En efecto, se considera, en primer lugar, que la prohibición de discriminación del artículo 21.1 ha de leerse principalmente en clave de igualdad de iure, de trato idéntico o paritario. Está claro que prohíbe a las instituciones, organismos y agencias de la Unión, en toda su actividad, y a los Estados miembros, cuando apliquen el Derecho de la Unión, utilizar criterios de distinción fundados en caracteres propios del ser humano o en sus circunstancias personales.
En segundo lugar, toda acción positiva o afirmativa, tomando en consideración la tensión que plantea entre igualdad jurídica y sociológica, precisa de una concreta y nítida previsión o base jurídica como sucede en el caso de la igualdad entre mujeres y hombres (art. 23 CDFUE) o de las protecciones específicas para colectivos vulnerables (arts. 24, 25 y 26 CDFUE).
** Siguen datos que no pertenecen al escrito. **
PR #5580, opened 2022-02-23
Remote: Comment form styles

### LINKED ISSUE #5501: Remote: Comment form styles (dotcom and dotorg) (if needed)
@kjellr @beafialho the form is currently looking like this:
image

matiasbenedetto:
Remote: Comment form styles

#### Related issue(s):
https://github.com/Automattic/themes/issues/5501


jffng:
Here is a corresponding wpcom patch D75679-code required to not break the comment form there.

scruffian:
@kjellr do you think it's worth the custom CSS for this?

kjellr:
> @kjellr do you think it's worth the custom CSS for this?

I think the CSS that styles the form fields is fine, but I would leave out the `grid` stuff, since it's not strictly necessary to re-arrange items.

matiasbenedetto:
@kjellr this is the mockup:
image


This is the styles implementation with grid:
image


This is the syles implementation without grid:
image

Should we remove the grid css?

kjellr:
That's fine. We should fix the padding on the submit button too while we're at it.

matiasbenedetto:
> That's fine. We should fix the padding on the submit button too while we're at it.

@kjellr sorry but I didn't get what is fine. Should we remove the grid CSS or not?

kjellr:
Yes, please remove the grid.

pbking (approved):
LGTM
🚢

PR #5586, opened 2022-02-24
Blockbase: Remove list ponyfill

scruffian:
Now https://github.com/WordPress/gutenberg/pull/27511 is closed we don't need the Blockbase ponyfill. This removes it for Blockbase. No child themes implemented it. @alaczek could you check whether any premium themes use this custom property?


mikachan (approved):
This LGTM 👍

Tentatively approving until @alaczek has a chance to test as well.

scruffian:
I think it's ok to merge this as the premium themes use a different version of Blockbase, so they can manage their upgrade process independently.

PR #5609, opened 2022-03-02
Archeo: Add fonts to theme.json

scruffian:
This moves the font definitions to the theme.json file. This was made possible because  https://github.com/WordPress/gutenberg/pull/37140 was merged.

To test check that the font loads as before.

I'm not sure if we can also remove the pre-loading script.

#### Related issue(s):
https://github.com/WordPress/gutenberg/pull/37140


archeo/functions.php
```diff
@@ -63,119 +60,5 @@ function archeo_styles() {
...
-	 * Only the main web font (font-weight: 100,400, font-style: normal) is preloaded here since that font is always relevant. 
-	 * The other fonts are only needed if the user changed style or weight of the fonts,
-	 * and therefore preloading it would in most cases regress performance when that font would otherwise not be loaded
-	 * at all.
-	 *
-	 * @since Archeo 1.0
-	 *
-	 * @return void
-	 */
-	function archeo_preload_webfonts() {
```
scruffian, line 168: We might still need this.

mikachan: Yeah it looks like we still need this to preload the fonts.

mikachan (approved):
Thanks for doing this! This seems to work great for me, all the fonts load as they did before. The only difference I could see was that the main font files are no longer preloaded, so I think we should keep that function as you mentioned.

MaggieCabrera:
We should hold off on merging this until it makes it to dotcom, right?

mikachan:
Yes I think so, it looks like it'll be included in GB 12.8.

MaggieCabrera:
We should do this to Stewart, Livro and Remote too

scruffian:
> We should do this to Stewart, Livro and Remote too

Done

scruffian:
Do you think we should be preloading fonts? [This comment](https://github.com/WordPress/gutenberg/pull/39391#issuecomment-1067674628) is very interesting. Maybe we just need to change font-display to 'block'? See https://css-tricks.com/almanac/properties/f/font-display/

MaggieCabrera:
> Do you think we should be preloading fonts? [This comment](https://github.com/WordPress/gutenberg/pull/39391#issuecomment-1067674628) is very interesting. Maybe we just need to change font-display to 'block'? See https://css-tricks.com/almanac/properties/f/font-display/

Makes sense to me, if CSS already has that option

scruffian:
I added a commit to remove the code that preloads fonts. Instead we can use `font-display: block` which means that if the font is available we'll use it but if not then we'll fallback to a default so that users can at least read the content.

MaggieCabrera:
I think we can bring this in now. I tested on my sandbox and it's working, someone else have a look and then we can merge, please?

jffng:
> I think we can bring this in now. I tested on my sandbox and it's working, someone else have a look and then we can merge, please?

Tested across all affected themes and the fonts are loading as expected.

jffng (approved):

Issue #222, opened 2018-08-07
Dara: Turning on AMP page in Jetpack hides the mobile menu from the theme


mapk:
## Steps to replicate

Install Dara, and go to the Jetpack screen. Turn on AMP and view on a mobile device. The menu is not available.

Reported in Zendesk: Incident #1329550

laurelfulford:
This doesn't seem to be theme-specific -- I was able to reproduce with Twenty Sixteen -- but needs more investigation to see if it's something that needs to be addressed in the themes, or in the AMP plugin.

xpurichan:
The user is checking status of this, I let them know we're still working on things.

It does seem to be a high priority type of issue if we're able to test and validate this is present on AMP pages across multiple themes.

alaczek:
I'm seeing the same behaviour using Baskerville 2, but I'm wondering if this is not how AMP is supposed to work. 
I search the AMP plugin support forums on .org, and it sounds like AMP does not support mobile menu display: https://wordpress.org/support/topic/no-amp-menu-with-you-plugin/

The thread mentions this should be possible in the [1.0-beta2 version](https://github.com/Automattic/amp-wp/releases/tag/1.0-beta2) of the plugin, which I don't think is running on WordPress.com (but integration on theme side is likely required too). See: https://github.com/Automattic/amp-wp/wiki/Implementing-Interactivity#hamburger-menu-toggle

To sum up, this sound like an all-themes issue, and might require more resources.

laurelfulford:
Switching from `needs patch` to `needs testing`, because this sounds like it needs more digging (and WP.com updates outside of themes) before this can be moved forward.

scruffian:
This sounds like a Jetpack issue.

Robertght:
While this is not the same behavior, we have another theme affected by AMP here: https://github.com/Automattic/wp-calypso/issues/56740

Another one: https://github.com/Automattic/themes/issues/4637

Should we gather all related cases in one report or keep them separate? cc @scruffian @jeffikus

marianearchimbaud:
I run into this same issue with a user using Dara theme: 33568199-hc
I asked them to please deactivate the AMP plugin, and the menu started working on mobile devices.

PR #5611, opened 2022-03-02
Remote: match design background color

matiasbenedetto:
Remote: match design background-color

Mockup:
image

Before:
image

After:
image

### DIFF
--- a/remote/theme.json
+++ b/remote/theme.json
@@ -20,7 +20,7 @@
 			"palette": [
 				{
 					"slug": "background",
-					"color": "#222222",
+					"color": "#000000",
 					"name": "Background"
 				},
 				{


madhusudhand (approved):
LGTM.

remote/theme.json
```diff
@@ -20,7 +20,7 @@
 			"palette": [
 				{
 					"slug": "background",
-					"color": "#222222",
+					"color": "#000000",
```
MaggieCabrera, line 23: Looking at the figma files, I see #222 is what's being used but the site does look lighter than the designs. @kjellr can you give us your expert eye?

kjellr: `#000000` is the correct background color here.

Las acciones positivas se hacen frecuentemente a costa de la igualdad jurídica, de modo que su legitimidad no se puede presumir. La acción positiva está, sin duda, en la Carta, pero de otra manera y en otro sitio; no en el artículo 21.1, a no ser que se opte por un entendimiento de la interdicción de la discriminación (e incluso de la igualdad ante la ley) no plenamente consolidado en el Derecho de la UE ni en las tradiciones constitucionales comunes de los Estados miembros.
En tercer lugar, y sobre todo, no debe confundirse el alcance del artículo 21.1 con el de aquellas otras disposiciones del Derecho primario atributivas de competencias que brindan un cierto soporte jurídico a la acción antidiscriminatoria de la UE (acción restringida, ya que no se extiende a todos los criterios sospechosos del artículo 21.1). No se debe sobredimensionar, en definitiva, el alcance del artículo 21.1 CDFUE.